Until 2024, this was the last time that the Celtics won 60 or more games.

==Key dates==
- June 26: The 2008 NBA draft took place in New York City.
- July 1: The free agency period started.
- October 8: The pre-season started with a game against the Philadelphia 76ers.
- October 28: The regular season started with a game against the Cleveland Cavaliers, which Boston won 90–85.
- December 11: Recorded the best season start in franchise history, starting at 21–2.
- December 23: Recorded the longest winning streak in franchise history at 19, and the best season start in NBA history with 27–2.

==Summary==

===NBA Draft 2008===

On June 26, the Celtics selected shooting guard J. R. Giddens with the 30th and center Semih Erden with the 60th overall picks in the 2008 NBA draft, and traded cash considerations in exchange for small forward Bill Walker, who had been selected by the Washington Wizards with the 47th overall pick. Giddens had worked out with the Celtics before the draft for three days, and received praises from head coach Doc Rivers, who thought he could fight for minutes on the team right away. He was already familiar with future teammates Leon Powe and Kendrick Perkins, who were his teammates at the 2003 McDonald's High School All-American Game. Walker was considered a lottery pick, but suffered the third knee injury in his career during a workout at the Golden State Warriors facility on June 15. However, he remained in the draft despite the injury, and was expected to have minor surgery in July that would keep him out for three to four weeks. Erden was not expected to join the roster this season, and was seen by general manager Danny Ainge as their first-round pick in 2009.

===Free agency===
The Celtics headed into the off-season with several free agents and tried to gather a group to repeat as the NBA Champions, with a key decision on unrestricted free agent James Posey, who, in a widely anticipated move, opted out of the second and final year of his contract with the Celtics on June 30, but stated that he wanted to return to the Celtics on a new contract. P.J. Brown, who made key contributions during the 2008 NBA Playoffs, was leaning towards retirement, and the status of restricted free agent Tony Allen remained uncertain after the first-round selection of J. R. Giddens, who was seen as a possible replacement. Later it was revealed that the Celtics did not extend a qualifying offer to Allen, making him an unrestricted free agent. The Celtics also hoped to keep unrestricted free agent Eddie House, and decisions were to be made on unrestricted free agents Sam Cassell and Scot Pollard.
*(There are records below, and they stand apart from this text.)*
PR #558, opened 2020-02-02
chore: fix warnings on nightly

davidbarsky:
This PR fixes two types of warnings:
1. Usage of deprecated methods on `std::error::Error`.
2. An unused warning on `extern crate proc_macro` in tracing-attributes. This does not occur on the stable release of `1.41`, but it does occur on `1.42.0-beta.1` and `1.42.0-nightly (cd1ef390e 2020-01-31)`. 

Prior to merging this PR, I'd like to determine whether the second warning is a deliberate change or a regression.

### DIFF
--- a/tracing-subscriber/src/filter/env/mod.rs
+++ b/tracing-subscriber/src/filter/env/mod.rs
@@ -406,8 +406,8 @@ impl From<env::VarError> for FromEnvError {
 impl fmt::Display for FromEnvError {
     fn fmt(&self, f: &mut fmt::Formatter<'_>) -> fmt::Result {
         match self.kind {
-            ErrorKind::Parse(ref p) => write!(f, "{}", p.to_string()),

The Celtics were interested in small forward Corey Maggette as a replacement for James Posey, but Maggette signed with the Golden State Warriors on a much higher contract than the Celtics were able to offer, which added to the urgency to re-sign Posey. On July 11, the Celtics addressed their need for a backup center by signing Patrick O'Bryant to a 2-year, $3 million contract, after he had an impressive workout with the team a week earlier, and consequently ruled out the return of Scot Pollard and P.J. Brown. Eventually, James Posey signed with the New Orleans Hornets on July 16, since the Celtics were reluctant to offer him more than a three-year deal at the mid-level exception. Compensating for the loss of Posey, the Celtics re-signed Tony Allen to a 2-year, $5 million contract, and were also able to re-sign Eddie House to a 2-year, $5.6 million contract, using the mid-level exception only on House.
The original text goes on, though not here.